Entre el Valle del Tormes y el Valle del Alberche nos encontramos con el puerto del pico, un punto estratégico para Ávila que durante siglos ha posibilitado el paso entre las montañas de gredos permitiendo la comunicación con el Valle del Tiétar al sur de Ávila, y a su vez con las tierras de Toledo y Cáceres.

calzada romana en Ávila

La calzada romana de gredos es un claro ejemplo de esta comunicación, construida entre los siglos I y II a.C. y el siglo V d.C. ha sido utilizada durante miles de años para actividades militares, ganaderas y comerciales.

Aunque probablemente la ruta haya sido usada desde tiempos prehistóricos como vía pecuaria para la trashumancia, fue en la época de la romanización cuando el camino pasó a ser pavimentado para facilitar el tránsito de tropas y mercancías entre las dos mesetas.

Más tarde durante el siglo XV, abulenses con carros cargados de madera, utilizaban esta ruta para dirigirse a las salinas de Sevilla y volver distribuyendo sal por las comarcas situadas al sur de la provincia de Ávila.
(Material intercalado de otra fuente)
PR #1382, opened 2019-02-20
Split shhext.tracker into envelopes and mail monitors

dshulyak:
Preparatory refactoring that splits shhext.tracker into separate components that monitor envelopes and mail requests flow.


mandrigin (approved):
lgtm

services/shhext/envelopes.go
```diff
@@ -0,0 +1,168 @@
...
+	"sync"
+
+	"github.com/ethereum/go-ethereum/common"
+	"github.com/ethereum/go-ethereum/log"
+	"github.com/ethereum/go-ethereum/p2p/enode"
+	"github.com/status-im/status-go/services/shhext/mailservers"
+	whisper "github.com/status-im/whisper/whisperv6"
+)
+
+// EnvelopesMonitor responsible for monitoring whisper envelopes state.
```
pedropombeiro:
```suggestion
// EnvelopesMonitor is responsible for monitoring whisper envelope state.
```

pedropombeiro (approved):

services/shhext/envelopes.go
```diff
@@ -0,0 +1,168 @@
...
+type EnvelopesMonitor struct {
+	w                      *whisper.Whisper
+	handler                EnvelopeEventsHandler
+	mailServerConfirmation bool
```
adambabik, line 17: Does it mean that `EnvelopesMonitor` will send confirmation or what does this flag indicate?

services/shhext/envelopes.go
```diff
@@ -0,0 +1,168 @@
...
+
+	mailPeers *mailservers.PeerStore
+
+	wg   sync.WaitGroup
+	quit chan struct{}
+}
+
+// Start processing events.
+func (m *EnvelopesMonitor) Start() {
+	m.quit = make(chan struct{})
```
adambabik, line 31: Should we protect it from starting multiple times?

services/shhext/envelopes.go
```diff
@@ -0,0 +1,168 @@
...
+		case event := <-events:
+			m.handleEvent(event)
+		}
+	}
+}
+
+// handleEvent based on type of the event either triggers
+// confirmation handler or removes hash from tracker
+func (m *EnvelopesMonitor) handleEvent(event whisper.EnvelopeEvent) {
+	handlers := map[whisper.EventType]func(whisper.EnvelopeEvent){
```
adambabik, line 80: Switch statement wouldn't be better here?

services/shhext/envelopes.go
```diff
@@ -0,0 +1,168 @@
...
+	m.mu.Lock()
+	defer m.mu.Unlock()
+
+	state, ok := m.cache[event.Hash]
+	// if we didn't send a message using extension - skip it
+	// if message was already confirmed - skip it
+	if !ok || state == EnvelopeSent {
+		return
+	}
+	log.Debug("envelope is sent", "hash", event.Hash, "peer", event.Peer)
```
adambabik, line 108: What it really means here is that an envelope was sent and a confirmation was received, correct?

services/shhext/envelopes.go
```diff
@@ -0,0 +1,168 @@
...
+	if event.Batch != (common.Hash{}) {
+		if _, ok := m.batches[event.Batch]; !ok {
+			m.batches[event.Batch] = map[common.Hash]struct{}{}
+		}
+		m.batches[event.Batch][event.Hash] = struct{}{}
+		log.Debug("waiting for a confirmation", "batch", event.Batch)
+	} else {
+		m.cache[event.Hash] = EnvelopeSent
+		if m.handler != nil {
```
adambabik, line 117: Maybe we could have `m.handler` as `noop` by default to avoid `if`s?

services/shhext/envelopes.go
```diff
@@ -0,0 +1,168 @@
...
+	defer m.mu.Unlock()
+
+	state, ok := m.cache[event.Hash]
+	// if we didn't send a message using extension - skip it
+	// if message was already confirmed - skip it
+	if !ok || state == EnvelopeSent {
+		return
+	}
+	log.Debug("envelope is sent", "hash", event.Hash, "peer", event.Peer)
+	if event.Batch != (common.Hash{}) {
```
adambabik, line 109: I don't quite get batch concept here. We handle an `EventEnvelopeSent` event and once it is has a batch field and it merely means that we need to wait for a confirmation and otherwise it actually marks an envelope as sent.

services/shhext/mailrequests.go
```diff
@@ -0,0 +1,130 @@
...
+	"github.com/ethereum/go-ethereum/log"
+	whisper "github.com/status-im/whisper/whisperv6"
+)
+
+// EnvelopeState in local tracker
+type EnvelopeState int
+
+const (
+	// NotRegistered returned if asked hash wasn't registered in the tracker.
+	NotRegistered EnvelopeState = -1
```
adambabik, line 16: Any reason not to start with `iota + 1`?

services/shhext/mailrequests.go
```diff
@@ -0,0 +1,130 @@
...
+	// EnvelopePosted is set when envelope was added to a local whisper queue.
+	EnvelopePosted EnvelopeState = iota
+	// EnvelopeSent is set when envelope is sent to atleast one peer.
+	EnvelopeSent
+	// MailServerRequestSent is set when p2p request is sent to the mailserver
+	MailServerRequestSent
+)
+
+// MailRequestMonitor responsible for monitoring history request to mailservers.
+type MailRequestMonitor struct {
```
adambabik, line 26: It's quite similar to `EnvelopesMonitor`. I wonder if we can unify both but that might be a next PR.

dshulyak:
@adambabik this code was in tracker.go. i just moved it to 2 different files

services/shhext/mailrequests.go
dshulyak: the whole point was to split them because i am heavily changing EnvelopesMonitor.

services/shhext/envelopes.go
dshulyak: this flag means that we expect confirmations from mail server

services/shhext/envelopes.go
dshulyak: maybe, it was written some time ago like that

services/shhext/envelopes.go
dshulyak: it means that envelope was sent. in one case we are waiting for confirmation (like below) or we don't (this was older behavior)

services/shhext/envelopes.go
dshulyak: so the second condition  is a compatibility measure.

Issue #1381, opened 2019-02-18
Retry sending payload automatically if it expired


dshulyak:
# Problem

In current solution if envelope expires we send a signal to a caller, that we failed to deliver payload, and we wait for user actions.

# Implementation

Add a separate component that will retry to deliver payload at least couple of times before halting. Such component needs to track users payload by some unique ID and listen for envelope events. We will have to create new envelope every time expired event is received, because we need to adjust deadline that is set once envelope is sealed.

Once we reach maximum number of retries (some configurable number, e.g. 3) we can halt component completely or ignore envelope that we cannot deliver. I am in favor of former approach. We halt component and wait until new envelopes are getting confirmed, new connection appeared or just some longer time passed.

We cannot use hash of the envelope to confirm delivery to a caller now, because it will change on every retry. We will have to something generated on a caller side, or hash of the payload.

# Acceptance Criteria

Users payloads are getting re-delivered even if initially client failed to deliver them.

PR #1386, opened 2019-02-21
Re-send user payload if previously sent envelope wasn't acknowledged

dshulyak:
There are few changes merged into this PR. In the first one i removed debug API. It had only one method postSync, which allowed to wait for an envelope to get confirmed or expired. But it got into conflict with re-delivery approach and the only place where this API was used is in status-scale tests (they got abandoned anyway). So, i removed that code, if someone wants i can push those changes as a separate PR.

As for the re-delivery itself: when shhext_post called we will track user payload and original envelope ID. If that envelope expires before it get acknowledged, we will receive such event, and create new envelope to re-deliver payload. Signal that envelope expired will be sent only if we won't be able to deliver user payload with all attempts.

Maximum number of attempts can be configured with ShhextConfig.MaxMessageDeliveryAttempts options. Decided to go with single config option, but if we want different configuration per different message types we will have to add another API method. 

Envelope ID will be changing for every new envelope, cause it depends on the time when this envelope was sealed. But we need some unique way to distinguish a message, i used same approach as in our de-duplicator. I hashed the payload and the topic, and used that hash as a message ID. This message ID will be returned on shhext_post instead of envelope ID, and will be used in a signal to confirm message delivery or expiry. 

Closes # https://github.com/status-im/status-go/issues/1381


services/shhext/envelopes.go
```diff
@@ -10,15 +12,46 @@ import (
 	whisper "github.com/status-im/whisper/whisperv6"
 )
 
+func messageID(message whisper.NewMessage) common.Hash {
```
mandrigin, line 15: Let’s make it a separate type, otherwise maps look confusing. 

`type messageID common.Hash`

mandrigin (changes requested):

pedropombeiro (approved):
lgtm, once Igor's suggestion is implemented

services/shhext/envelopes.go
dshulyak: not sure if it worth it. i need to cast it in several place to common.Hash, and copy String() method. and i am using it only for messageToEnvelope map

i will add a comment which key is used for each map

mandrigin: okay

mandrigin (approved):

Gracias a ello los beneficiarios de este comercio se preocuparon de mantener la calzada en buen estado, contribuyendo así a la preservación de la antigua pavimentación romana.

Actualmente la calzada sigue siendo transitada periódicamente. Cuando las heladas y las nieves del invierno aparecen, los ganaderos de Ávila atraviesan gredos con sus reses en busca de regiones más templadas como lo vienen haciendo desde tiempos inmemoriales. También los turistas amantes de las rutas en gredos, especialmente en épocas veraniegas, acostumbran a recorrer el empedrado romano, siendo la calzada un mirador excepcional del profundo valle y un destacado vestigio del pasado abulense.